Book Forest Stewardship Series 4  Forest History

Download or read book Forest Stewardship Series 4 Forest History written by and published by UCANR Publications. This book was released on 2007 with total page 8 pages. Available in PDF, EPUB and Kindle. Book excerpt: Part 4 of the 24-part Forest Stewardship Series. The Forest Stewardship Series is a 24-part free online publication that provides owners of California forestland with a comprehensive source of information pertinent to the management and enjoyment of their lands. This information will help you formulate and implement strategies for achieving your personal goals as a landowner. The series provides an introduction to the lifelong study of forest stewardship that is part of owning forest property.
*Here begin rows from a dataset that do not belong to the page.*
PR #72, opened 2018-09-14
Rely on `WP_Scripts`, introduce components and improve infrastructure

### LINKED ISSUE #71: Rely on `WP_Scripts` for all plugin functionality and introduce components
@westonruter and I chatted for a bit about the code structure of the plugin and how to reduce complexity while making the functionality more straightforward and flexible at the same time.

Here's my suggestion as a takeaway from this discussion:
* Let's split `WP_Service_Workers` into two different classes:
    * `WP_Service_Worker_Scripts` will contain the script registry part and will extend `WP_Scripts`.
    * `WP_Service_Workers` will contain the `serve()` method and handle everything related to actually serving the service worker for frontend or admin.
* The `wp_service_worker` action should be removed. In terms of timing, it is problematic to have it run independently of the `wp_front_service_worker` / `wp_admin_service_worker` action respectively. A plugin wanting to register scripts for both scopes could simply hook the same callback into both actions.
* The instance of `WP_Service_Worker_Scripts` should be passed to the `wp_front_service_worker` / `wp_admin_service_worker` actions.
* An interface `WP_Service_Worker_Component` should be introduced. Components take care of core service worker functionality, for example outputting configuration via the base script (currently part of `WP_Service_Workers::get_base_script()`, would then move into a `WP_Service_Worker_Configuration_Component`) or outputting the script for handling precaching URLs (would move into a `WP_Service_Worker_Precaching_Routes_Component`). The interface should have a method `serve( WP_Service_Worker_Scripts $scripts )` and a method `get_priority()`. The `WP_Service_Workers` class will be aware of all available components and hook each `serve()` method into both the frontend and admin service worker actions, at the priority returned by `get_priority()`.
* An interface `WP_Service_Worker_Registry` should be introduced. This is a general interface defining a unified behavior for any registerable content. It should be implemented by `WP_Service_Worker_Scripts`, as well as all registries that belong to a specific component, for example the precache component allows other code to register precache URLs (see more below). The interface should have a method `register( $handle, $args = array() )` and a method `get_all()`.
* An interface `WP_Service_Worker_Registry_Aware` should be introduced, with a single `get_registry()` method. This should be implemented by components that allow other code to integrate with themselves. For example, `WP_Service_Worker_Precaching_Routes_Component` would implement this interface in combination with its accompanying `WP_Service_Worker_Precaching_Routes` (which implements `WP_Service_Worker_Registry`, as already hinted above).
* The `WP_Service_Worker_Scripts` class would be instantiated from the `WP_Service_Workers` class, and it would (in addition to its own methods for adding scripts) provide access to all component registries, i.e. all registries returned by the `get_registry()` method of a component (which can easily be detected via the `WP_Service_Worker_Registry_Aware` interface that they would implement. This would allow plugins and other integrations to easily register everything from a centralized point, as the `WP_Service_Worker_Scripts` instance is passed to the service worker actions. A plugin could then for example call `$scripts->precaching_routes()->register( ... )`.
* The integrations (see `WP_Service_Worker_Integration`) as they exist now would almost remain the same. The only thing they would receive in addition would be a `get_priority()` method, in order to determine the priority they are hooked into the actions. The code would also be adjusted to account for the removal of the `wp_service_worker` action (mentioned earlier).

--
These changes will introduce the following clear responsibilities:
* `WP_Service_Workers` as main entry point to the service worker functionality.
* `WP_Service_Worker_Scripts` as the main registry that plugin developers would interact with, via the `wp_front_service_worker` / `wp_admin_service_worker` actions.
* Components handle crucial core functionality for service workers. These are hard-coded and it is not possible for plugins to register additional components. Those are purely for solid code organization and to keep the `WP_Service_Workers` and `WP_Service_Worker_Scripts` clean and preserve their single responsibility. Anything that happens in a component could theoretically be added as a script directly, components just make their respective functionality much easier to use than if one had to manually register a custom script for it.
* Component registries allow to modify components that support registration of their own data.
* Integrations are an alternative object-oriented way of integrating with the plugin's service worker(s). It is simply a layer around hooking a callback into the `wp_front_service_worker` / `wp_admin_service_worker` actions directly. All default integrations (such as for the Custom Logo or Custom Header core features) should use the integration approach, while plugin developers can use whatever of the two approaches they prefer.

Let me know if you have any suggestions or concerns about this. I'll move forward with a PR for these changes tomorrow. With that in place, it might also be easier to see how all of the above comes together.

felixarntz:
Fixes #71.

Please read the issue for in-depth information on what the PR does. Since it is a massive PR due to the structural changes it introduces, for reviewing it might be helpful to follow the individual commits, for which I made sure to follow a logical iterative structure.

With this PR, plugins can integrate with the service worker in the following ways:
* Callbacks for registering service worker functionality must be hooked into either `wp_front_service_worker`, `wp_admin_service_worker`, or both. Alternatively, a plugin can create its own `WP_Service_Worker_Integration` implementation and register it via the `wp_service_worker_integration` filter.
* Custom service worker scripts can be registered with `wp_register_service_worker_script()`, which is the same as `wp_service_workers()->get_registry()->register()`, and also the same as `$scripts->register()` when called from code that is hooked into one of the above two actions. The latter is the recommended way to do so.
* A plugin may also register precaching and caching routes. The registries for those are accessible though `wp_service_workers()->get_registry()`, which is (as indicated above) the same as the `$scripts` instance passed to the above actions. Since those registries are both part of a component, they are passed into the `$scripts` instance's constructor and can be accessed via a magic method (`precaching_routes()` and `caching_routes()` respectively).

As the `serve_request()` method now simply prints all registered scripts, even the very foundational core scripts are registered (via components). The base configuration script is registered at hook priority -999999 to be really early, and the error response script is registered at hook priority -99999 to be really early as well. This allows plugin developers to theoretically hook something in before if they want to do something very custom and they know what they're doing, but generally "ensures" these scripts are printed before anything else. Similarly, the precaching script is registered at hook priority 99999, and the caching script is registered at hook priority 999999, to "ensure" these are printed after anything else.

As the code is now relatively well-structured compared to how WordPress core typically approaches enhancements and new features, we need to keep in mind to have solid reasons and arguments in case this brings up questions at the point of a merge proposal. Examples:
* WordPress has historically not used interfaces, but in this case they help following a coherent structure in all service worker code that makes sense to be similar. Furthermore, using an abstract class would not work, as `WP_Service_Worker_Scripts` for example needs to already extend `WP_Scripts`, and PHP does not allow extending multiple classes.
* Functionality that somewhat belongs to the same area is typically bundled into a single class, causing those to quickly become large and hardly maintainable. With the approach of using individual, small classes that implement a common interface (which is how both components and integrations work) provides a much better overview of what a piece of code is responsible for, and furthermore allows plugin developers to leverage those interfaces as well for their own code.

While the object-oriented structure may indeed be a bit overwhelming for a new developer who wants to actually contribute to the project, this shouldn't present an issue for regular consumption by plugins, as I believe that actually using the underlying APIs is just as simple as using the Customizer API for example.

Regarding tests, so far I only ensured that the existing tests pass, and accounted for the structural changes. Once this PR has been reviewed and there is consensus that we can move forward with it, I'm happy to provide comprehensive tests for good coverage.
It might still be worth merging the PR before that because this allows other PRs that might require changes based on it to move on quicker. In that case, a follow-up issue and PR could focus on improving coverage.


wp-includes/integrations/class-wp-service-worker-base-integration.php
```diff
@@ -18,18 +18,49 @@
...
 
+	/**
+	 * Gets the priority this integration should be hooked into the service worker action with.
+	 *
+	 * @since 0.2
+	 *
+	 * @return int Hook priority. A higher number means a lower priority.
+	 */
+	public function get_priority() {
+		return 10;
```
miina: With the default priority being `10` for styles and scripts wouldn't it mean that if anyone would want to use the `wp_front_service_worker` or `wp_admin_service_worker` for opting in for precaching registered scripts they wouldn't be able to use the filters without knowing to use a priority lower that 10? Since that would be the way how to flag scripts and styles for precaching perhaps it would be better to do it so that it could be used without knowing to set a priority? Thoughts?

miina:
@felixarntz Could you also update the relevant part under `Service Workers` in the `readme`?

When this gets merged we'll also need a more thorough documentation for developers before the next plugin release.

wp-includes/integrations/class-wp-service-worker-base-integration.php
felixarntz: @miina Good catch. At the moment it would indeed be necessary to use `wp_front_service_worker` / `wp_admin_service_worker` at a priority lower than 10 to flag scripts and styles for precaching because after that the `WP_Service_Worker_Scripts_Integration` / `WP_Service_Worker_Styles_Integration` logic will already have run.

On the other hand, I'm not sure though whether that is a big issue. I would think that eventually, scripts and styles should be flagged for being precached when they are registered/enqueued, which is `wp_enqueue_scripts` / `admin_enqueue_scripts`, and this should have executed before the `wp_front_service_worker` / `wp_admin_service_worker` hooks anyway.

Just to play safe, I think it would still make sense to have these two integrations run at a much higher priority value so that they are executed very late. This would mitigate the issue IMO.

felixarntz: I changed the scripts and styles integrations to run at priority 10000 to address this.

felixarntz:
Something we should discuss: Currently all `register()` methods accept a handle string and an array of arguments, per the interface definition. However, I also added support for passing a string as second parameter instead. If someone does that, ...
* for scripts it is interpreted as the `$src` argument
* for precaching routes it is interpreted as the `$revision` argument
* for caching routes it is interpreted as the `$strategy` argument

Do we want this? While it's not that great architecturally, it allows writing simple statements for simple registrations (e.g. `$scripts->register( 'foo', '/path/to/file.js' )` instead of `$scripts->register( 'foo', array( 'src' => '/path/to/file.js' ) )`). This is more typically WordPress, and I think this "trick" allows us to support simple method calls for the most basic use-case, while still allowing advanced functionality via the actual interface. Plus, at the same time we will never run into the issue where we add 5 positional arguments of which it is then important to remember the order (see e.g. `wp_enqueue_script()`) - an arguments array is easier to handle in that case.

wp-includes/class-wp-service-worker-scripts.php
```diff
@@ -0,0 +1,245 @@
...
+	 *
+	 * @since 0.2
+	 *
+	 * @param string $handle Handle of the script.
+	 * @param array  $args   {
+	 *     Additional script arguments.
+	 *
+	 *     @type string|callable $src  Required. URL to the source in the WordPress install, or a callback that
+	 *                                 returns the JS to include in the service worker.
+	 *     @type array           $deps An array of registered item handles this item depends on. Default empty array.
```
westonruter: The type here would be updated to `array|string|callable`, no?

felixarntz: The type for the parameter? Indeed, that would need to be adjusted, also for `WP_Service_Worker_Precaching_Routes::register()` and `WP_Service_Worker_Caching_Routes::register()` (for those it would be `array|string`). I did implement the logic, but the doc-block still has only `array` there at the moment.

PR #77, opened 2018-09-20
Update Workbox to v3.6.1 and explicitly disable navigation preload when not enabled

westonruter:
See https://github.com/GoogleChrome/workbox/issues/1648


westonruter:
I need to fix the unrelated failure of `Test_WP_HTTPS_Detection::test_schedule_cron`.

Issue #56, opened 2018-08-28
Display notice if HTTPS is not enabled, use 301 code in redirect


kienstra:
As a follow-up to #17:
* Display a notice if the `siteurl` and `home` (WordPress Address and Site Address) are HTTP, and HTTPS is not enabled (like if there's no certificate)
<img width="934" alt="display-notice" src="https://user-images.githubusercontent.com/4063887/44751240-3fd1ab80-aadd-11e8-9d05-db2d2bbdc7ff.png">

* Change the code in the redirect from `302` to `301`:

https://github.com/xwp/pwa-wp/blob/e1431eae92f75a09742c7cdd3dc438011f53fb9d/wp-includes/class-wp-https-ui.php#L358

westonruter:
This burn-in period sounds similar to what we were thinking of for HSTS. Maybe adding HSTS could be the final step in the burn-in period, with exponential backoff of the TTL. So maybe:

* 1 week of 302 redirects, followed by 301
* then 1 week of HSTS at 60 minute TTL,
* then 1 month of HSTS at 24 hour TTL
* then permanently setting HSTS to an optimal TTL (e.g. 1 month or longer)

kienstra:
**Redirect Code, HTTPS Notice**

Hi @westonruter and @igrigorik,
(a) Good ideas for phasing in a `301` redirect code. 


(b) Here's some possible copy for an admin notice if HTTPS is not possible, like if there's no certificate:

>HTTPS is not enabled on your site, possibly because there's no SSL certificate, or an invalid one. We strongly suggest enabling it for better security. [More details](https://make.wordpress.org/support/user-manual/web-publishing/https-for-wordpress/)

<img width="1333" alt="https-notice" src="https://user-images.githubusercontent.com/4063887/44808093-efb42100-ab90-11e8-8779-3a7f232d41fc.png">

kienstra:
**Link For 'More details'**

Hi @igrigorik,
>For the "more details" link, are there any other pages that we could link to in the codex, that focus on the user+site owner benefits of HTTPS instead of the technical guidance? I don't think that page does a good job of motivating the claim we're proposing in the notice.

Good question. I couldn't find a page on `wordpress.org` that better describes the benefits of HTTPS.

igrigorik:
@kienstra @westonruter could we link to the Web Fundamentals article then? Are there any best practices / requirements on links from WP dashboard?

kienstra:
[...]

PR #82, opened 2018-10-02
[WIP] Conditionally add HSTS header

### LINKED ISSUE #18: Add support for HTTP Strict Transport Security (HSTS)
As a site admin, I should have a simple way to enable HSTS on my site.

- [ ] AC1: Assuming HTTPS checks all clearly show I probably can enable the HSTS header, I should be presented with this option in the HTTPS dialogue in #17.
- [ ] AC2: If HSTS activation fails during a loopback request, warn the user and prevent them from activating this setting.

---

A best practice for HTTPS is to also use [HTTP Strict Transport Security](https://developer.mozilla.org/en-US/docs/Web/HTTP/Headers/Strict-Transport-Security) (HSTS):

> If a website accepts a connection through HTTP and redirects to HTTPS, visitors may initially communicate with the non-encrypted version of the site before being redirected, if, for example, the visitor types http://www.foo.com/ or even just foo.com. This creates an opportunity for a man-in-the-middle attack. The redirect could be exploited to direct visitors to a malicious site instead of the secure version of the original site.
> 
> The HTTP Strict Transport Security header informs the browser that it should never load a site using HTTP and should automatically convert all attempts to access the site using HTTP to HTTPS requests instead.

If we detect HTTPS support (#6) and the user opts-in to use it (#17) then in addition to redirecting from HTTP to HTTPS then we should also serve the HSTS header.

See also core ticket [#28520](https://core.trac.wordpress.org/ticket/28520).

kienstra:
* Begins the work of adding an HSTS header
* Follows @westonruter's [suggested](https://github.com/xwp/pwa-wp/issues/56#issuecomment-417024175) 'burn-in' period for HSTS 

@todos include:
* Maybe expiring HSTS if a certificate expires, probably by setting the `max-age` to 0:
>Should it be necessary to disable Strict Transport Security, setting the max-age to 0 (over a https connection) will immediately expire the Strict-Transport-Security header, allowing access via http. ([source](https://developer.mozilla.org/en-US/docs/Web/HTTP/Headers/Strict-Transport-Security#How_the_browser_handles_it))

Closes #18.

### DIFF
--- a/tests/test-class-wp-https-detection.php
+++ b/tests/test-class-wp-https-detection.php
@@ -65,6 +65,7 @@ class Test_WP_HTTPS_Detection extends WP_UnitTestCase {
 	public function test_init() {
 		$this->assertEquals( 10, has_action( WP_HTTPS_Detection::CRON_HOOK, array( $this->instance, 'update_https_support_options' ) ) );
 		$this->assertEquals( PHP_INT_MAX, has_filter( 'cron_request', array( $this->instance, 'conditionally_prevent_sslverify' ) ) );
+		$this->assertEquals( 10, has_action( 'update_option_' . WP_HTTPS_UI::UPGRADE_HTTPS_OPTION, array( $this->instance, 'conditionally_reset_successful_https_check' ) ) );
 	}
 
 	/**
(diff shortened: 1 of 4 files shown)


kienstra:
**Question About Closing PR**

Hi @westonruter,
Thanks, that sounds good to have HSTS only added programmatically.

What do you think about closing this PR, and letting developers add it on their own with something like:

```php
/**
 * Adds an HSTS header to the response.
 *
 * @param array $headers The headers to filter.
 */
add_filter( 'wp_headers', function( $headers ) {
	$headers['Strict-Transport-Security'] = 'max-age=3600'; // Or another max-age.
} );
```

Thanks, Weston!

postphotos:
@kienstra, I like @westonruter's solution and think it's a good suggestion. We should discuss this in tomorrow's meeting!

westonruter:
@kienstra yes, good suggestion. We can close this PR for now and instead opt to resolve #18 by means of documentation and adding the HSTS header via a filter as you suggested.

kienstra:
Thanks, @westonruter!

Book Monitoring Wildland Vegetation in California on a 5 year Coordinated Schedule Using Remote Sensing  GIS and Ground Based Sampling

Download or read book Monitoring Wildland Vegetation in California on a 5 year Coordinated Schedule Using Remote Sensing GIS and Ground Based Sampling written by Ralph Warbington and published by . This book was released on 2000 with total page 24 pages. Available in PDF, EPUB and Kindle. Book excerpt:

Book Using Landsat and a Bayesian Hard Classifier to Study Forest Change in the Salmon Creek Watershed Area from 19722013

Download or read book Using Landsat and a Bayesian Hard Classifier to Study Forest Change in the Salmon Creek Watershed Area from 19722013 written by David Stone Mullis and published by . This book was released on with total page pages. Available in PDF, EPUB and Kindle. Book excerpt: The Salmon Creek Watershed in Sonoma County, California, USA, is home to a variety of wildlife, and many of its residents are mindful of their place in its ecology. In the past half century, several of its native and rare species have become threatened, endangered, or extinct, most notably the once common Coho salmon and Chinook salmon. The cause of this decline is believed to be a combination of global climate change, local land use, and land cover change. More specifically, the clearing of forested land to create vineyards, as well as other agricultural and residential uses, has led to a decline in biodiversity and habitat structure. I studied subscenes of Landsat data from 1972 to 2013 for the Salmon Creek Watershed area to estimate forest cover over this period. I used a maximum likelihood hard classifier to determine forest area, a Mahalanobis distance soft classifier to show the softwares uncertainty in classification, and manually digitized forest cover to test and compare results for the 2013 30 m image. Because the earliest images were lower spatial resolution, I also tested the effects of resolution on these statistics. The images before 1985 are at 60 m spatial resolution while the later images are at 30 m resolution. Each image was processed individually and the training data were based on knowledge of the area and a mosaic of aerial photography. Each subscene was classified into five categories: water, forest, pasture, vineyard/orchard, and developed/barren. The research shows a decline in forest area from 1972 to around the mid1990s, then an increase in forest area from the mid1990s to present. The forest statistics can be helpful for conservation and restoration purposes, while the study on resolution can be helpful for landscape analysis on many levels.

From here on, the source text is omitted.